Data listing Block Start

PR #7418, opened 2023-05-05
Donot reserve memory for non-fixed type columns in decodeAndSquash

### LINKED ISSUE #7416: String column decode reserved much larger memory than needed
## Bug Report

When decode columns, we use IColumn's reserve(size_t rows) interface to avoid reallocating memories each time. However, for string columns, the element size is not fixed, and we used 64 bytes as default value. This will lead to much larger memory usage when actual element size is much smaller than 64 bytes.
This problem will be worsen for Join operator, since build side's all blocks will be in memory for a while.

yibin87:

Issue Number: close #7416 

Problem Summary:

### Check List

Tests 

- [x] Unit test
- [ ] Integration test
- [ ] No code

Side effects

Documentation

- [ ] Affects user behaviors
- [ ] Contains syntax changes

### Release note

```release-note
Fix the issue that the query might use much larger memories than actual needed when Join build side data is very large and contains many small-size string type columns. 
```

### DIFF
--- a/dbms/src/Flash/Coprocessor/CHBlockChunkCodecV1.cpp
+++ b/dbms/src/Flash/Coprocessor/CHBlockChunkCodecV1.cpp
@@ -15,6 +15,7 @@
 // limitations under the License.
 
 #include <DataTypes/DataTypeFactory.h>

Data listing Block End

## Problem requirements
Type out the material again exactly as presented.

## Solution for this problem
PR #7418, opened 2023-05-05
Donot reserve memory for non-fixed type columns in decodeAndSquash

### LINKED ISSUE #7416: String column decode reserved much larger memory than needed
## Bug Report

When decode columns, we use IColumn's reserve(size_t rows) interface to avoid reallocating memories each time. However, for string columns, the element size is not fixed, and we used 64 bytes as default value. This will lead to much larger memory usage when actual element size is much smaller than 64 bytes.
This problem will be worsen for Join operator, since build side's all blocks will be in memory for a while.

yibin87:

Issue Number: close #7416 

Problem Summary:

### Check List

Tests 

- [x] Unit test
- [ ] Integration test
- [ ] No code

Side effects

Documentation

- [ ] Affects user behaviors
- [ ] Contains syntax changes

### Release note

```release-note
Fix the issue that the query might use much larger memories than actual needed when Join build side data is very large and contains many small-size string type columns. 
```

### DIFF
--- a/dbms/src/Flash/Coprocessor/CHBlockChunkCodecV1.cpp
+++ b/dbms/src/Flash/Coprocessor/CHBlockChunkCodecV1.cpp
@@ -15,6 +15,7 @@
 // limitations under the License.
 
 #include <DataTypes/DataTypeFactory.h>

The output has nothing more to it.